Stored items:
□ □ □ □ □

PR #10395, opened 2017-05-13
Replace boost::function with std::function (C++11)

practicalswift:


dcousens (approved):

MarcoFalke:
utACK 1b936f59264a4f4a867baece1e0ee4ec02f73cee

sipa:
utACK 1b936f59264a4f4a867baece1e0ee4ec02f73cee

paveljanik (approved):
ACK

src/bench/bench.cpp
```diff
@@ -5,6 +5,7 @@
 #include "bench.h"
 #include "perf.h"
 
+#include <assert.h>
```
practicalswift: @paveljanik That is a very good question!

Compling without `#include <assert.h>` in `src/bench/bench.cpp`:

```
  CXX      bench/bench_bench_bitcoin-bench.o
bench/bench.cpp: In member function ‘bool benchmark::State::KeepRunning()’:
bench/bench.cpp:95:86: error: ‘assert’ was not declared in this scope
     assert(count != 0 && "count == 0 => (now == 0 && beginTime == 0) => return above");
```

Compiling without `#include <limits>` in `src/bench/bench.h`:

□ □ □ □ □

Task description: A complete and exact reproduction of the data is needed.

Response to the task:
PR #10395, opened 2017-05-13
Replace boost::function with std::function (C++11)

practicalswift:


dcousens (approved):

MarcoFalke:
utACK 1b936f59264a4f4a867baece1e0ee4ec02f73cee

sipa:
utACK 1b936f59264a4f4a867baece1e0ee4ec02f73cee

paveljanik (approved):
ACK

src/bench/bench.cpp
```diff
@@ -5,6 +5,7 @@
 #include "bench.h"
 #include "perf.h"
 
+#include <assert.h>
```
practicalswift: @paveljanik That is a very good question!

Compling without `#include <assert.h>` in `src/bench/bench.cpp`:

```
  CXX      bench/bench_bench_bitcoin-bench.o
bench/bench.cpp: In member function ‘bool benchmark::State::KeepRunning()’:
bench/bench.cpp:95:86: error: ‘assert’ was not declared in this scope
     assert(count != 0 && "count == 0 => (now == 0 && beginTime == 0) => return above");
```

Compiling without `#include <limits>` in `src/bench/bench.h`:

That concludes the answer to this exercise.